Лейтенант адмирала быстро оценил расклад сил и выстроил барки фронтом к противнику, чтобы встретить его сильным носовым огнем. Галерам был отдан приказ выстроиться уступом слева от барок, а сам лейтенант перешел на каракку и поставил ее бортом к противнику справа от барок.
Матросы и воины во всеоружии приготовились встретить нападение. Торнвилль облачился в шлем и доспехи, выделенные ему иоаннитами. На душе было неприятно. Нет, он не боялся, просто почему-то вспоминался его предыдущий, он же первый морской бой с турками, когда он потерял почти всю команду, когг с товарами и свободу.
Лео поглядел на свой щит и горько усмехнулся — все хотел, чтоб на нем нарисовали его герб, да недосуг было, а теперь, может статься, и ни к чему уж будет…
— Не унывай, сэр рыцарь, — хлопнул его по плечу Джарвис, тоже вооружившийся для боя и облачившийся в простой шлем и кирасу. — Не помрем, так живы будем! Пойдем на кормовой касль, к пушкам — нас туда итальянец отрядил. А Томаса Ньюпорта отправили на нос.
Суетливо встали по местам аркебузиры, каракка по-прежнему держалась бортом к противнику, чтобы наиболее эффективно использовать свою огневую мощь. Магрибинцы приближались, лейтенант пока не отдавал приказа открывать огонь, чтоб вести его ближе и наверняка.
Главным было не упустить момент, когда враг и под ураганным огнем сможет прорваться для абордажа. Противником командовал человек, по всей видимости, опытный, который, оценив построение иоаннитов, приказал широко расставить фронт множества своих мелких судов для того, чтоб охватить христиан с флангов и тыла.
Суда у противника в основном были весельными галерами, маленькими, но зато порядка двадцати.
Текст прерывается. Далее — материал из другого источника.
PR #9551, opened 2025-03-03
chore(artifacts): update artifacts classes to fetch Files via collection membership if the server is updated

ibindlish:
Description
-----------

- [WB-23339](https://wandb.atlassian.net/browse/WB-23339)

- In a recent server PR we updated the artifact collection membership type to expose the files() and filesByManifestEntries() endpoints
- This PR updates all instances where we fetch artifact files to use the new membership endpoints instead so that the auth can be resolved using the collection, instead of relying just on the source artifact. This is relevant for registry

Apis updated:
1. ArtifactFiles class
2. _fetch_file_urls() in the Artifact class

Note, the bulk of the PR changes are due to the generated protobuf files. But the main changes are in the
1. apis/public/artifacts.py [file](https://github.com/wandb/wandb/pull/9551/files#diff-711bac5a7b07f122046cbc9c3447026181e838dbe6cf400a6a073aefc96cca54)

Лишь несколько — также малых — парусных судов тяжело выруливали позади основных сил, стремясь к обходу, чтобы поймать ветер.
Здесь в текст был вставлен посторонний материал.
PR #9556, opened 2025-03-04
chore(launch): reduce W&B Launch Docker image size

csachs:
Description
-----------
(Assuming `tools/launch_release/build/Dockerfile` is used to build https://hub.docker.com/r/wandb/launch-agent )
I found the W&B Launch Agent Docker image to be unexpectedly large, using 3.09 GB when pulled into Docker.

Checking the Dockerfile various issues become apparent: The Go and Rust toolchains remain in the final image, and `apt-get upgrade` replaces large parts of the distribution base image.

To address the size, find a proposal Dockerfile for a multi stage Docker build first building a wheel, then installing it in a rather empty image, ensuring a smaller result. Additionally, Python is bumped to 3.12, and Rust is taken from the Rust Docker image  similar to Go.

Potentially using alpine-based base images might further reduce the size, but switching from glibc to muslc might need more careful consideration.

Size reduction uncompressed by roughly 2.3 GiB, compressed layer sized I have not checked but it should be of similar significance.

```
REPOSITORY           TAG                    IMAGE ID       CREATED          SIZE
wandb_launch-agent   multistage                            32 minutes ago   764MB
wandb/launch-agent   0.19.3                 622e6714f5cf   6 weeks ago      3.09GB
```

Testing
-------

The Docker image was started and started successfully. However, no in-depth tests were performed.

### DIFF
--- a/tools/launch_release/build/Dockerfile
+++ b/tools/launch_release/build/Dockerfile
@@ -1,8 +1,15 @@
-FROM python:3.9-slim-bullseye
-LABEL maintainer='Weights & Biases <support@wandb.com>'
+ARG REF="main"
 
-# Install Go.
-COPY --from=golang:1.23-alpine /usr/local/go/ /usr/local/go/
+ARG PYTHON_VERSION=3.12
+ARG GOLANG_VERSION=1.24
+ARG RUST_VERSION=1.85.0
+
+FROM golang:${GOLANG_VERSION}-alpine as golang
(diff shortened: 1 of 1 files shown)


KyleGoyette:
Hi @csachs thanks for your contribution. The Dockerfile has been updated since your PR to solve some security issues, the total size is now 1.2Gb, still larger than yours. If you update your PR to solve merge conflicts, I'll be happy to review, and run the appropriate checks.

Наконец, заговорили пушки христиан. Иоанниты стреляли метко, сразу начались попадания. Ответом пиратов стала туча стрел, когда они еще более приблизились, однако с огневой мощью у них было неважно — редко и зачастую безвредно "чихали" маленькие пушчонки, а огонь фальконетов и аркебуз тоже был редок и неверен.
Родосцы повеселели: боевого припасу у них было довольно, и если пушкам приходилось невольно "отдыхать" после произведенных ими выстрелов, стрельба из аркебуз шла частая — как когда-то на когге Торнвилля, стрелки палили из постоянно подаваемых им матросами новозаряженных тяжелых ружей. Три галеры врага пылали и были уже обречены, остальные свершали маневр обхвата. На него лейтенант ответил приказом галерам повернуться вокруг своей оси, а каракке подставить врагу другой борт — это ввело в дело часть не стрелявших бортовых пушек парусного судна и кормовых галерных.